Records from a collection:
======
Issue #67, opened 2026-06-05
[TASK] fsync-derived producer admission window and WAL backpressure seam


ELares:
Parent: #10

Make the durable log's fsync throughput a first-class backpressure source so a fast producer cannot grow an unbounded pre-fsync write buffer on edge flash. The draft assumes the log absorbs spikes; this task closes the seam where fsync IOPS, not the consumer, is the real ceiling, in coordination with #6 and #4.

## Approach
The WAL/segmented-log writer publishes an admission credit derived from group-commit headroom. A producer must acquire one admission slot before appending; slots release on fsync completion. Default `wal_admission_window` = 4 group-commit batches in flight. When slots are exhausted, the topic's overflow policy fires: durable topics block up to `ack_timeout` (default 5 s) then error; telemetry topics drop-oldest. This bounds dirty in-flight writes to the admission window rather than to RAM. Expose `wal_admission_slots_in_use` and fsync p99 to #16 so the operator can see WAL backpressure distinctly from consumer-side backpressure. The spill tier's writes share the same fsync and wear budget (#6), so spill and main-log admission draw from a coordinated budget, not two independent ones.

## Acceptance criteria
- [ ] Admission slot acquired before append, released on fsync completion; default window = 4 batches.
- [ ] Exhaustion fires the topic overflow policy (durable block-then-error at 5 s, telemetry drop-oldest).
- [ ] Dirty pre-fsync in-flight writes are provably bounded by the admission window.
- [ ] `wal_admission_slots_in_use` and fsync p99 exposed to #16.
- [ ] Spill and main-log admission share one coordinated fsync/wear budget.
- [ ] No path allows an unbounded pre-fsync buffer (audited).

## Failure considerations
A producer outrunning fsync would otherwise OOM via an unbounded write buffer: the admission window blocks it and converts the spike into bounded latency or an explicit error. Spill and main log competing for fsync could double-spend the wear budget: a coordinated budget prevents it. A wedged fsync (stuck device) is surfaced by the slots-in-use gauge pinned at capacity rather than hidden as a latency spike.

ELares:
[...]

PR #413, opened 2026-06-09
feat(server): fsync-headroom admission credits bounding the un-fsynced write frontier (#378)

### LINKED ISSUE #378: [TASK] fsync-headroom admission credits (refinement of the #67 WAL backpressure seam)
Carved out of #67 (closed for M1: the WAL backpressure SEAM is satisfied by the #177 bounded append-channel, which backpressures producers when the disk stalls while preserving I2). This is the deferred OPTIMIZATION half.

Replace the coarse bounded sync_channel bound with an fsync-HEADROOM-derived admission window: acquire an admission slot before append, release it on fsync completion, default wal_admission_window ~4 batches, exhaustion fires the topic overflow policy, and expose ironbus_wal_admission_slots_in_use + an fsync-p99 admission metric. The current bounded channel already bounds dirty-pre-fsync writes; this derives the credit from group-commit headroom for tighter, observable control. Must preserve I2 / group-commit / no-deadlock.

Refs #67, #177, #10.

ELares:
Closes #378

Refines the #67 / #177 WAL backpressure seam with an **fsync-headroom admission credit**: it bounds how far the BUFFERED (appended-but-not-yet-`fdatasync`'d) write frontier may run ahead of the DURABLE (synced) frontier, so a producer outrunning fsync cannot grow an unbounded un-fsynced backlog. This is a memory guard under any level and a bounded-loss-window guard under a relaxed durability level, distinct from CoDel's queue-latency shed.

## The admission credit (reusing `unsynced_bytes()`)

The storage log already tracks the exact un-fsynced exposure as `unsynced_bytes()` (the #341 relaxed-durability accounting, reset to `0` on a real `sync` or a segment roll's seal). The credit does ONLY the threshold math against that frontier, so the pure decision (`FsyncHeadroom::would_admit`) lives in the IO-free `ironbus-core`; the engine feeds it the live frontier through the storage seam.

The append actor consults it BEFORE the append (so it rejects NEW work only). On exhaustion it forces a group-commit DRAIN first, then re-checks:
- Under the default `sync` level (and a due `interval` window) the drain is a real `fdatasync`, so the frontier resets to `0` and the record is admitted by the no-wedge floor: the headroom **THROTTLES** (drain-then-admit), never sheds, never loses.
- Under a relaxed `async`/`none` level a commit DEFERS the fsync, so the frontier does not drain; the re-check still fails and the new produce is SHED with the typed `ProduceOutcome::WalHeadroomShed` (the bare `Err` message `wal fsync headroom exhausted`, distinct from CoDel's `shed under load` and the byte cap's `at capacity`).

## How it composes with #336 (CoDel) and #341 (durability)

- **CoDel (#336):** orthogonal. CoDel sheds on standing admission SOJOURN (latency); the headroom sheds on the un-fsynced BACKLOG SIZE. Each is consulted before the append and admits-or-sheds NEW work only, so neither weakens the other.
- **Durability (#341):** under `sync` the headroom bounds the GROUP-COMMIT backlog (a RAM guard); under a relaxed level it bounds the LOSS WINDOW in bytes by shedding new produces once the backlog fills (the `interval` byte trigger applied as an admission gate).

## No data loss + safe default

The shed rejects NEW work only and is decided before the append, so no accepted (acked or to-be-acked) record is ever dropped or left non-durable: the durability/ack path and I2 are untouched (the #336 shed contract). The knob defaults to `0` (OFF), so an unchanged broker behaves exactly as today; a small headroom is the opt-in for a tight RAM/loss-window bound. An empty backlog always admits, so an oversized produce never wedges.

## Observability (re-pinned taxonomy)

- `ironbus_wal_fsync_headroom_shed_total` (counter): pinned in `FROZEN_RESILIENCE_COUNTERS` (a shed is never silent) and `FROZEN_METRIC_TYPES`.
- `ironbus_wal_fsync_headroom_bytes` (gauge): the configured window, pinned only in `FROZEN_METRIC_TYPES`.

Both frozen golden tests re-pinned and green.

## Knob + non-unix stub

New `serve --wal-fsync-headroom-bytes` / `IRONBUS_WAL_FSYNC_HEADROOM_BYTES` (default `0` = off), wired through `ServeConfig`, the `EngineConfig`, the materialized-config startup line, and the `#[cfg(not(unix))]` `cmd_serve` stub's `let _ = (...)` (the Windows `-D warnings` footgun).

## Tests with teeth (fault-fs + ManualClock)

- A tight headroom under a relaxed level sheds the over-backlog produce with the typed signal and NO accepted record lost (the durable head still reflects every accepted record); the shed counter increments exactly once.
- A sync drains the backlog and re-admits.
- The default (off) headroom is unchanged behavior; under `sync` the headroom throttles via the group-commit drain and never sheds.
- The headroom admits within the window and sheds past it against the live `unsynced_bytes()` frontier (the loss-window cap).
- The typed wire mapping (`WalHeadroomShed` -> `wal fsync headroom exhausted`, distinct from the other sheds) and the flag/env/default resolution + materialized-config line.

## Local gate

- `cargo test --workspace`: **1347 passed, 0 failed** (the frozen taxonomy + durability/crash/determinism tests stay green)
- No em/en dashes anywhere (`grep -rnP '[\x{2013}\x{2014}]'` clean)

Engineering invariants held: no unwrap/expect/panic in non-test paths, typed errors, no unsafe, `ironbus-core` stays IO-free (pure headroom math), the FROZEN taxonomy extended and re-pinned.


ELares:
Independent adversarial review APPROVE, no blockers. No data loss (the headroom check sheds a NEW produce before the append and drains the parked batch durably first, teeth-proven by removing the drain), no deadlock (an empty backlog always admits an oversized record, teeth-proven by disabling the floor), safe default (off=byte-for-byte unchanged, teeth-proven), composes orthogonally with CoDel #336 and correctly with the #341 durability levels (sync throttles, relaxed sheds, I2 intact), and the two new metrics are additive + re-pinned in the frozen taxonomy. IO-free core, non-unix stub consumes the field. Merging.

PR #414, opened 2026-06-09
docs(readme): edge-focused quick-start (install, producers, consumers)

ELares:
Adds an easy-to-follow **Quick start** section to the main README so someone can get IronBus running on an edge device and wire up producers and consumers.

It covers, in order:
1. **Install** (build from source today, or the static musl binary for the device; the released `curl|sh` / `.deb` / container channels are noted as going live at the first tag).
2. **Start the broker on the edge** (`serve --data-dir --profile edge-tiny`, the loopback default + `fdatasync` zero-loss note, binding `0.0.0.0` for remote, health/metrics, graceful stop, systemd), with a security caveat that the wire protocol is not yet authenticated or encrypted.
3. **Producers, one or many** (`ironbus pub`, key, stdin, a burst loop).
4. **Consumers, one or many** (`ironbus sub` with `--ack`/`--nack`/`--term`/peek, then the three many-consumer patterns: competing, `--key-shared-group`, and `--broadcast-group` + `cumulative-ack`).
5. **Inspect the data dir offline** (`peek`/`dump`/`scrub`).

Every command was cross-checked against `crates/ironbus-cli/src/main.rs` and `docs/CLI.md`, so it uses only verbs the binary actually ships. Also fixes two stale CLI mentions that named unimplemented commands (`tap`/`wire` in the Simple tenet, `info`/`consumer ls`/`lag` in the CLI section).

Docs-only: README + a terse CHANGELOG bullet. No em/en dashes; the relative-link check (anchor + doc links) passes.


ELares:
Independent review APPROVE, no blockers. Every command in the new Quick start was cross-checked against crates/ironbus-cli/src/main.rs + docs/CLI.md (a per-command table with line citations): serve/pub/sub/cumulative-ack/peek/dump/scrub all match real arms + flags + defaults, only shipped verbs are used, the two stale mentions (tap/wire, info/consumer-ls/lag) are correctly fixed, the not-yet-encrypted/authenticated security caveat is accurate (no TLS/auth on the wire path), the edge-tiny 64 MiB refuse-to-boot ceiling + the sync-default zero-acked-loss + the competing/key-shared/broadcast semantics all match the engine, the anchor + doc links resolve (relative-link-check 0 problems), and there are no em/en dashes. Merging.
======
Task brief -> Keeping every character as it is, restate the lines above that run from the line with "3. **Producers, one" through the line with "5. **Inspect the", both included, and nothing else.

Output below ->
3. **Producers, one or many** (`ironbus pub`, key, stdin, a burst loop).
4. **Consumers, one or many** (`ironbus sub` with `--ack`/`--nack`/`--term`/peek, then the three many-consumer patterns: competing, `--key-shared-group`, and `--broadcast-group` + `cumulative-ack`).
5. **Inspect the data dir offline** (`peek`/`dump`/`scrub`).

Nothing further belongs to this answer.